The fifth issue raised by petitioner is that the trial court erred in admitting testimony of Paul B. Miller, medical records director for the Huntsville Hospital, relating to statistics extracted from the business records of the hospital and compiled by the hospital for trial. The evidence was taken from a computer printout showing the number of patients treated at the Huntsville Hospital for thrombophlebitis categorized by occupation.

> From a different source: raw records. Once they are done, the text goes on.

PR #3198, opened 2026-08-21
docs(a2ui): use build_card(extensions=...) in a2a.mdx Minimal Server example

### LINKED ISSUE #3137: A2UI: use build_card(extensions=...) in docs, and decide on NATIVE_EXTENSION_URIS membership
## Context

PR #3116 (`feat(a2a): support user-defined A2A extensions`) added `A2AConfig(extensions=[...])`, which lets an AG2 client activate arbitrary extension URIs.

That incidentally unblocks A2UI. `ag2/a2ui/a2a/extension.py` already ships both halves of A2UI negotiation:

- `get_a2ui_agent_extension()` — declares it on the card
- `try_activate_a2ui_extension()` — reads `context.requested_extensions` server-side

The **client** half was unreachable from an AG2 client before #3116: nothing could put a non-native URI into `requested_extensions`, so `try_activate_a2ui_extension()` always returned `False`. With #3116 merged, this now works:

```python
card = build_card(agent, url=URL, extensions=[get_a2ui_agent_extension(version="v0.9")])
config = A2AConfig(card_url=URL, extensions=[A2UI_EXTENSION_URI_BY_VERSION["v0.9"]])
# server-side: try_activate_a2ui_extension(ctx) -> True   (was always False)
```

Two things fall out. Both were deliberately kept out of #3116's scope; filing so the context isn't lost.

## 1. `a2ui/a2a.mdx` should use `build_card(extensions=...)`

`website/docs/user-guide/a2ui/a2a.mdx` (lines 36–62) still advertises A2UI by appending the extension through a `card_modifier`:

```python
def advertise_a2ui(card: AgentCard) -> AgentCard:
    card.capabilities.extensions.append(get_a2ui_agent_extension(version=executor.protocol_version))
    return card

server = A2AServer(agent, executor=executor, card_modifier=advertise_a2ui)
```

`build_card(..., extensions=[get_a2ui_agent_extension()])` is now the direct path, and the prose still describes the `card_modifier` as the way to do it.

Worth noting the two are no longer equivalent since #3111 landed card signing: a `card_modifier` runs per request and its output is re-signed, whereas `build_card(extensions=...)` puts the extension in the card that gets signed once at build time. The `card_modifier` route still works, but it is the more roundabout of the two.

## 2. Decide whether A2UI URIs join `NATIVE_EXTENSION_URIS`

`ag2/a2a/extension.py:34` is currently:

```python
NATIVE_EXTENSION_URIS = frozenset({EXTENSION_URI})   # urn:ag2:client-tools:v1 only
```

Membership means a card marking the extension `required=True` is satisfied **without** the user activating it explicitly (`ag2/a2a/extension.py:54`).

Recommendation from the #3116 review: **no, leave A2UI out.** Client-tools is something AG2 always implements, so exempting it is right. A2UI is opt-in per agent — an agent only speaks it if you wrapped it in `A2UIAgentExecutor` — so a card requiring A2UI *should* force the client to activate it explicitly rather than silently pass the check.

This issue exists mainly to record that as a decision rather than leave it implicit.

## Verification

Claims above checked against `feat/a2a-generic-extensions` merged with `main` (which now includes #3111 and #3116's dependencies). The "always returned `False` before" behaviour was established in the round-1 review of #3116; the file/line references were re-confirmed on the merged tree.

zhj12395:
**Problem**
The `a2ui/a2a.mdx` "Minimal Server" example still advertises A2UI via an `advertise_a2ui` `card_modifier`. Since #3116 merged `build_card(..., extensions=[...])`, the direct path is available and is the better default now that #3111 signs served cards: extensions declared through `build_card` are signed once at build time, whereas a `card_modifier` runs per request and its output is re-signed on every fetch. The example currently reads as if the roundabout path is the recommended one.

Filed as point 1 of #3137.

**Solution**
Replace the `card_modifier` path with `build_card(extensions=...)` in the example, drop the now-unused `advertise_a2ui` closure and its `from a2a.types import AgentCard` import, and pass the pre-built card to `server.build_jsonrpc(url=..., card=card)`. Add a one-line comment in the example so future readers see why we don't reach for `card_modifier`.

**Changes**
- `website/docs/user-guide/a2ui/a2a.mdx`: rewrote the "Minimal Server" example code block + the prose introducing it.

No source code changes, no API changes, no test changes.

**Testing**
- Verified the example imports resolve against `ag2.a2a` ??`build_card` is exported from `ag2/a2a/__init__.py`.
- Verified `A2AServer.build_jsonrpc` accepts a pre-built `card: AgentCard | None` parameter ??see `resolved_card = card or build_card(...)` in `ag2/a2a/server.py`.
- No new tests added because this is a docs example; the underlying `build_card` + `A2AServer.build_jsonrpc(card=...)` path is already covered by the A2A server tests.

**Notes for Reviewer**
- Closes #3137 (point 1). Point 2 of the issue (whether A2UI URIs join `NATIVE_EXTENSION_URIS`) is intentionally left out ??the issue's own recommendation is to keep A2UI out, and that's a code-level decision, not a docs change.
- The `hl_lines` markers on the code block were renumbered to point at the new key lines (the `build_card` call block + the `build_jsonrpc(card=...)` line).
- If a maintainer prefers, I can split the prose change and the code change into separate commits, but they're tightly coupled (the prose describes the code), so I kept them together.


vvlrff:
@zhj12395 Hello, please sign the CLA

zhj12395:
@vvlrff Friendly ping on this one — it has been sitting unreviewed since Aug 21. 

It is a small docs-only change: the `a2ui/a2a.mdx` "Minimal Server" example now uses `build_card(extensions=[...])` (the direct path introduced by #3116) instead of the per-request `card_modifier`, and the served cards get signed once at build time rather than being re-signed on every fetch.

From my side everything looks clear: the CLA check is showing green, so it seems the earlier concern has been resolved. Could you take another look whenever you have a moment? Happy to adjust anything if you would prefer a different example shape.

zhj12395:
@vvlrff Following up on the CLA point from your earlier message — it is now fully resolved: the `license/cla` commit status on this PR shows **success** ✅ (visible here: https://github.com/ag2ai/ag2/pull/3198/checks). Sorry for the extra round-trip.

So all checks on this PR are green and there are no pending items on my side. The change itself is small and docs-only: the `a2ui/a2a.mdx` "Minimal Server" example switches from the per-request `card_modifier` route to `build_card(extensions=[...])`, so served cards declare A2UI extensions directly and are signed once at build time instead of being re-signed on every fetch.

Whenever you have a moment, could you take a look? Happy to rework the example shape if you would prefer something different.

marklysze:
Thanks @zhj12395,  the `build_card(extensions=...)` change is right and I tested it end-to-end. I pushed a small follow-up commit to restore the paragraph spacing that had been stripped (it was breaking the "How It Maps" table and swallowing two headings), pointed the signing link at `/docs/user-guide/a2a/card_signing`, kept the original Round-Trip heading, and renumbered `hl_lines`. Approving.

marklysze (approved):

PR #3209, opened 2026-08-25
feat(ag-ui): add token usage reporting to stream events

### LINKED ISSUE #3203: [Feature Request]: Report token usage on AG-UI RUN_FINISHED and RUN_ERROR
A client connected over AG-UI cannot report what a run cost, even though ag2 has the numbers.

`RunFinishedEvent` and `RunErrorEvent` both carry an optional `usage` field of type `TokenUsage` (`provider`, `model`, `input_tokens`, `output_tokens`, `total_tokens`, `reasoning_tokens`, `cached_input_tokens`). ag2 emits both events and leaves `usage` unset every time:

- `ag2/ag_ui/stream.py:365` — `RunFinishedEvent(thread_id=..., run_id=..., timestamp=...)`
- `ag2/ag_ui/stream.py:356` — `RunErrorEvent(message=..., timestamp=...)`

The data is already in scope at both call sites: `agent.ask(...)` returns `result` at `ag2/ag_ui/stream.py:334`, and `UsageReport.from_events(...)` at `ag2/usage.py:55` already builds the report from an event stream.

Populate `usage` on both events from ag2's existing usage accounting. No new concept, no new state, no protocol question to resolve — it is a mapping from an internal accumulator onto a field that already exists on events ag2 already sends.

Field correspondence is nearly complete:

| ag2 `Usage` | AG-UI `TokenUsage` |
|---|---|
| `prompt_tokens` | `input_tokens` |
| `completion_tokens` | `output_tokens` |
| `total_tokens` | `total_tokens` |
| `thinking_tokens` | `reasoning_tokens` |
| `cache_read_input_tokens` | `cached_input_tokens` |
| `cache_creation_input_tokens` | *no counterpart* |

Two places need a decision rather than a mechanical mapping:

1. **`cache_creation_input_tokens` has nowhere to go.** It must not be folded into `cached_input_tokens` — one counts tokens spent *writing* the cache, the other counts tokens saved by *reading* it. Summing them reports a number that means nothing.
2. **`TokenUsage` has single `provider`/`model` fields**, while ag2's `UsageReport` exposes `by_provider` and `by_model` mappings because a run can span several models. What to report when a run used more than one is a decision, not a translation.

### Additional context

A failed run has still consumed tokens, so `RunErrorEvent` must carry usage too — omitting it there would under-report exactly the runs users most want to account for.

Fields ag2 cannot supply for a given provider should be left unset rather than zero-filled: zero is a measurement, absence is not, and a client summing zeros will quietly report wrong totals.

Adjacent, same touch: `RunErrorEvent` is currently constructed without `thread_id`/`run_id`, while the `RunFinishedEvent` beside it sets both.

**Acceptance criteria**

- [ ] A completed run over AG-UI emits `RUN_FINISHED` whose `usage` reports the run's input, output and total tokens.
- [ ] A run that fails emits `RUN_ERROR` carrying the usage accumulated before the failure.
- [ ] `provider` and `model` identify the configuration that produced the usage, with defined behaviour when a run spanned more than one.
- [ ] Reasoning and cached-input counts are reported when the provider supplies them, and left unset when it does not.
- [ ] No usage field is zero-filled to stand in for a value the provider did not report.
- [ ] `cache_creation_input_tokens` is not conflated with `cached_input_tokens`.
- [ ] A run spanning more than one model call reports the total across all of them, not the last one.
- [ ] `RunErrorEvent` carries `thread_id` and `run_id`.

vvlrff:

A client connected over AG-UI could not report what a run cost. `RunFinishedEvent` and
`RunErrorEvent` both carry an optional `usage` field, and ag2 left it unset on every run even
though every token is already accounted for on the event log. A dashboard or billing view had
nothing to read, and a failed run — the one an operator most wants explained — looked free.

This fills that field on both terminating events of **both** AG-UI surfaces, from the same
usage report `AgentReply.usage()` reads, and fixes two places upstream of it where spend was
being lost or mislabelled before it could be reported.

### 1. The AG-UI mapping

`map_usage_records_to_ag_ui()` (`ag2/ag_ui/stream.py`) builds AG-UI's per-`(provider, model)`
list from `UsageReport.records`, and `map_usage_events_to_ag_ui()` wraps the whole path from
events to wire entries so both transports compose it identically.

- Grouping comes from `records`, not from `by_model` / `by_provider`: those are independent
  maps, so the pair is unrecoverable from them, and each drops what the other side did not
  label — which is where a delegated sub-agent's spend lives.
- Entries follow the run's own chronology (order of first appearance in the event log), so a
  client's rows do not reorder between runs.
- Nothing is derived and nothing is zero-filled. `cache_creation_input_tokens` is dropped
  rather than folded into a neighbour, because providers disagree on whether cached tokens
  already sit in the prompt count, so any folding double-counts on one of them. A run that
  spent nothing leaves `usage` unset rather than sending an empty list.
- Within a pair, `total_tokens` is reported only when every call in it supplied one, and is
  otherwise absent. The additive counts are summed instead, because there an absent count
  really does mean zero — a provider omits `thinking_tokens` on a call that did no reasoning.
  A total is different: a call that ran had one whatever the provider said, so summing across
  a pair where one call reported none would put a figure on the wire smaller than the input
  and output beside it (140 in, 14 out, 110 altogether). It is left absent rather than derived
  from input and output, which would add a third definition of "total".
- `_token_count()` omits a value the wire type would reject (negative or non-finite) rather
  than sending it. This matters on the failure path specifically: the error event is built
  *before* the run's own exception is re-raised, so a mapping that could raise would replace
  the real cause with an error about tokens.

### 2. Compaction no longer loses the record of what was spent

Filling the field exposed a hole behind it. Compaction replaces stream history with the events
its strategy retained, and `UsageEvent` is the only thing `UsageReport` reads — so token
records outside the retained window were dropped, and the summarization call's own usage was
dropped even when everything else was kept, because it is emitted *while* the strategy runs and
is therefore absent from the snapshot the strategy returns. A run that compacted under-reported
silently: in the test case, 679 tokens spent and 44 reported.

`_CompactionMiddleware` now subscribes to `UsageEvent` for the duration of `strategy.compact`
and puts the run's records back around what the strategy returned, at the single
`history.replace` call site so every strategy including a custom one gets it. Collecting live
rather than re-reading history afterwards is what makes the summarization call's own record
reachable at all, and it needs no assumption about how history grew in the meantime.

Two honest limits, both documented at the function:

- **Order is not the run's chronology.** Records kept from inside the retained window are
  hoisted ahead of the conversation they were interleaved with. Records keep their order
  *relative to each other*, which is what consumers grouping by first appearance need.
- **The kept records accumulate.** Every compaction carries forward every record the stream has
  seen, so a long-lived stream keeps one small event per model call for its whole life and each
  compaction rewrites all of them. That is the cost of keeping spend in the event log; bounding
  it belongs with that decision and is not attempted here.

This is upstream of AG-UI and fixes `AgentReply.usage()` equally — the two agreed before
because both read the same truncated log. **It therefore changes reported usage for every
user, not only AG-UI ones**, which is worth a reviewer's attention: it is a bug fix, but a
core one riding in a transport PR.

### 3. A single-configuration delegation keeps its labels

`run_task` emitted its `"subtask"` rollup with `provider` and `model` unset, so all delegated
spend arrived unattributable. `_sole_pair()` now returns the one `(provider, model)` behind the
spend, or `(None, None)` when the delegated run spanned several — a mixed-model delegation has
no honest label, and guessing one would show an attribution that is not true, which a client
cannot detect. Records that spent nothing are excluded from the pair set: they contribute no
tokens, so they must not decide whose the tokens are.

Still **one** rollup per delegation. Emitting one per pair would change `UsageReport`'s
by-model and by-provider breakdown for every existing caller; both fields are `compare=False`
on `UsageEvent`, so adding them disturbs no existing equality assertion.

### 4. The second AG-UI surface

`ag2/a2ui/transports/ag_ui.py` was emitting `RunFinishedEvent` / `RunErrorEvent` with `usage`
unset, so reported spend was a property of which endpoint a client hit. It cannot read history:
the A2UI turn core creates the stream and the transport never sees it. `stream_turn` therefore
takes an optional `usage_records: list[UsageEvent] | None` and fills it as events are sent, and
`_A2UITurnCore.run_turn` passes it through. The list is the caller's on purpose — a transport
handed the records only on a clean return would have none on the failure path, which is the
turn whose cost most wants reporting.

`ag2/usage.py` grows one shared `collect_usage_events()` subscriber factory, used by all three
places that need what was spent *while* something ran (sub-task, compaction, A2UI turn).

`rest.py` is untouched: not an AG-UI surface, no `usage` field to fill. It opts in with one
argument whenever it grows one.

### On `RUN_ERROR` and `thread_id` / `run_id`

Issue #3203 lists an "adjacent, same touch" fix — give `RunErrorEvent` the `thread_id` /
`run_id` that `RunFinishedEvent` sets. That rests on a false premise, and this PR deliberately
does not do it. On `ag-ui-protocol` 0.1.20 `RunErrorEvent` declares only `message`, `code` and
`usage`; since the model allows extras, setting those fields anyway would land them in extras
and serialise as snake_case keys the protocol does not define. A client identifies the run from
`RUN_STARTED` on the same per-run event stream. `test_run_error.py` pins their absence under
both the camelCase and snake_case spelling so the next reader does not retry it. Worth
reporting upstream separately.

### Dependency floor

`ag-ui-protocol` moves from `>=0.1.15` to `>=0.1.20`, the version where `usage` exists on these
events. This is required, not cosmetic: 0.1.15 ships no `TokenUsage` type at all, so the import
in `ag2/ag_ui/stream.py` would fail outright on it and take the whole `ag2.ag_ui` module with
it. Nothing changes for this repo's own environment — `uv.lock` already resolved 0.1.20, so the
lock diff is the recorded specifier string alone.

## Related issue number

Closes #3203

## Checks

**Docs.** `website/docs/user-guide/ag-ui/index.mdx` gains a "Token usage" section: what the
field carries, that it is on both terminating events and both transports, and the three
properties a client has to know before summing entries — absence is not `0`, `totalTokens` is
never derived, and cache *writes* are not reported at all (no protocol field exists for them,
so a cost model built on these entries alone under-counts a run that primed a cache).

**Validation.** 33 new tests (35 cases with parametrisation) across `test/ag_ui/test_usage.py`,
`test/ag_ui/test_run_error.py`, `test/test_compact.py`, `test/tools/test_task.py` and
`test/a2ui/transports/test_e2e_ag_ui.py`.

**25 of the 35 fail on the pre-change behaviour** — measured by reverting the four behavioural
changes and re-running, not asserted. The other 10 pass on old code too and are regression
guards, not new behaviour: the mixed-pair delegation cases (old code always emitted an
unlabelled rollup), the runs that spent nothing and must keep omitting `usage`, the memory
aggregation case, and the `RUN_ERROR` identity tests.

`test/ag_ui` is green at 84 passed; the offline suite (`test/`, less `live` and `providers`) is
green at 4572 passed, 6 skipped, 1 xfailed. `ruff check` and `ruff format --check` pass
repo-wide; `mypy` on every touched file is unchanged from `main`'s baseline. Every assertion is
made on the events a client actually receives, parsed back into the protocol's own models — no
test reaches for the mapping helper, no internals are monkeypatched (`ag2.testing.TestConfig`
is the only LLM seam), and the one failure path that needs a host-side error stages it through
a public `BaseMiddleware` rather than a patched internal.

Covered on the mapping: input/output/total on a completed run; the sum across every model call
rather than the last; one entry per provider/model pair in order of first appearance; a total
absent when a call in the pair did not report one, against the additive counts still being
summed in the same situation; a count the wire type would reject (NaN, infinity, negative)
omitted rather than sent; reasoning and cached-input reported when supplied and absent when
not; unreported fields absent on the wire rather than null; cache-write tokens appearing
nowhere; a run that spent nothing omitting `usage`; the reported spend agreeing field-by-field
with `AgentReply.usage()` for the same run; usage on `RUN_ERROR` after a partial spend; `usage`
unset when a run fails before spending anything; and the original exception still reaching the
caller unchanged.

On compaction: spend from before the retained window surviving a rewrite; the summarization
call's own spend surviving and staying last in order; a stream that has compacted once not
compacting early on the strength of the records it kept; a second compaction carrying the
first's records exactly once; and the compaction cost reaching the wire on `RUN_FINISHED`, not
only `UsageReport`. Memory aggregation is covered at the same seam.

On delegation: a single-configuration delegation carrying its pair, and a mixed-model one
arriving unlabelled rather than mislabelled, asserted both on the parent's event and through
the AG-UI frame.

**Live**, against the OpenAI Responses API (`gpt-5.6-luna`, `gpt-5.4-mini`), read off the
decoded wire frame: a single call (22 in / 9 out / 31 total); a tool loop reported as one entry
(280 / 83 / 363, 9 reasoning); a delegation reported as two labelled entries; `RUN_ERROR`
carrying 22 / 9 / 31 after a host-side failure with the original `RuntimeError` still reaching
the caller; and a cross-check of the wire figures against `UsageReport` for the same run
(175 / 39 both sides). **Not exercised live:** prompt caching and a dedicated reasoning model —
both are covered by offline tests only, and no claim is made about them beyond that.

`test/ag_ui/utils.py` grows the shared helpers this needed: `collect_events(..., into=)`, so a
run that re-raises still leaves its decoded events available to assert on; `leaf_exceptions()`,
which unwraps anyio's exception groups by duck-typing `exceptions` rather than naming a class
that is a builtin only from 3.11; and `frames_of_failing_run()` / `exploding_agent()`, which
both failure-path test modules share. `frames_of_failing_run()` asserts the leaf is the
`RuntimeError` its callers stage, so a run that died for an unrelated reason fails the test
instead of quietly handing back frames.

## AI assistance


marklysze:
Thanks, Semen. I traced the accounting paths and live-verified the happy path with both OpenAI and Gemini. I found two correctness issues that I think should be fixed before merging.

### 1. Preserve `total_tokens` completeness when building a subtask rollup

`_emit_rollup()` currently does a normal `Usage` sum:

```python
usage = sum((event.usage for event in incurred), Usage())
```

That loses whether every underlying child call actually supplied `total_tokens`, because `Usage.__add__` treats `None` as zero when the other operand has a value. The AG-UI mapper then receives one rollup record and considers that partial total complete.

I reproduced a child with calls `100 input / 10 output / 110 total` and `40 input / 4 output / no total`. Its AG-UI entry is currently:

```text
inputTokens=140, outputTokens=14, totalTokens=110
```

That is the exact inconsistent total `_reported_total()` is intended to prevent.

A small fix is to preserve the missing-total state while constructing the rollup:

```python
from dataclasses import dataclass, replace


def _rollup_usage(incurred: Iterable[UsageEvent]) -> Usage:
    events = list(incurred)
    usage = sum((event.usage for event in events), Usage())
    if any(event.usage.total_tokens is None for event in events):
        usage = replace(usage, total_tokens=None)
    return usage
```

Then `_emit_rollup()` should use `_rollup_usage(incurred)`. This keeps the existing single-rollup contract while ensuring the AG-UI mapper omits `totalTokens` whenever any underlying call omitted it.

Suggested regression coverage:

- `run_task`: a same-provider/model two-call child with one missing total; assert the parent rollup has full prompt/completion counts and `total_tokens is None`.
- AG-UI end-to-end: the same delegation should produce `140` input, `14` output, and no `totalTokens` key.
- A mixed-provider child with one missing total should likewise keep its unlabelled rollup total absent.

### 2. Make compaction replace only the history snapshot, preserving a concurrently appended suffix

The usage subscriber currently ends when `strategy.compact()` returns, before the awaited `history.replace()` call. On an asynchronous backend such as Redis, another local/background or remote producer can append a `UsageEvent` while `set_history()` is waiting. The replacement transaction then deletes that event, and it is not present in either `events` or `spent_during`.

Keeping the subscriber open across `replace()` only narrows the race; it cannot make an unconditional replacement safe. I think the storage primitive needs snapshot-prefix semantics:

```python
class Storage(Protocol):
    async def replace_prefix(
        self,
        stream_id: StreamId,
        count: int,
        events: Iterable[BaseEvent],
    ) -> None: ...


class MemoryStorage:
    async def replace_prefix(self, stream_id, count, events):
        suffix = self.__data[stream_id][count:]
        self.__data[stream_id] = [*events, *suffix]
```

`RedisStorage.replace_prefix()` should perform the equivalent operation atomically, preferably in a Lua script: read `LRANGE key count -1`, delete the old list, push the compacted prefix, then push the captured suffix. An append before the script starts is retained in the suffix; an append after it finishes naturally lands after the rewritten list.

Compaction can then become conceptually:

```python
events = list(await context.stream.history.get_events())
compacted = await self._strategy.compact(events, context, self._store)
replacement = _with_usage_events(
    before=events,
    compacted=compacted,
    spent_during=[],
)
await context.stream.history.replace_prefix(len(events), replacement)
```

The summarization call's usage is emitted after the snapshot, so it survives naturally in the suffix. This may allow the temporary `spent_during` collector to be removed entirely.

Suggested regression test: use a storage double whose prefix replacement pauses, append a `UsageEvent` after the compaction snapshot but before replacement completes, resume replacement, and assert the event remains in history exactly once and reaches `UsageReport`/AG-UI.

Because adding atomic rewrite semantics changes the `Storage` contract and applies beyond AG-UI, I would record it in an ADR (or amend/supersede the relevant history/usage ADR) rather than leaving the concurrency guarantee implicit.

AI assistance disclosure: I used Codex to help trace the affected paths and draft this comment. I reviewed the diff myself and verified the partial-total reproduction, the focused test suite, and live OpenAI/Gemini AG-UI usage output before posting.

marklysze (approved):
Thanks @vvlrff!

In a workmen’s compensation case the appellate court reviews the judgment of the trial court by writ of certiorari, i. e., the reviewing court will look to see if there are errors of law apparent from the face of the record and will only be concerned with whether or not there is legal evidence to support the findings of fact. Boatwright v. Dothan Aviation Corp., 278 Ala. 142, 176 So.2d 500 (1965). The appellate court will not review technical questions regarding the trial court’s rulings on objections to the admission of evidence. Houser v. Young, 247 Ala. 562, 25 So.2d 421 (1946); Sloss-Sheffield Steel & Iron Co. v. House, 217 Ala. 422, 116 So. 167 (1928). The reason for appellate restraint, given in Woodward Iron Co. v. Bradford, 206 Ala. 447, 90 So. 803 (1921), is that there is no statutory provision for setting out the trial court’s rulings on admissibility in the findings of the trial judge and therefore these rulings are not part of the record. Thus, we do not reach the question raised by petitioner.

Finally, petitioner claims that the trial court erred in overruling her motion for summary judgment.

A motion for summary judgment may be granted only when there is no genuine issue as to any material fact, and the moving party is entitled to judgment as a matter of law. Rule 56, ARCP; Birmingham Television Corp. v. Water Works, 292 Ala. 147, 290 So.2d 636 (1974). In the case at bar the pleadings and evidence on file at the time the summary judgment motion was filed shows that a genuine issue of material fact was presented for resolution by the trial court; therefore, the motion was properly overruled.

No reversible error having been argued, the trial court’s judgment is affirmed.

AFFIRMED.

WRIGHT, P. J., and HOLMES, J., concur.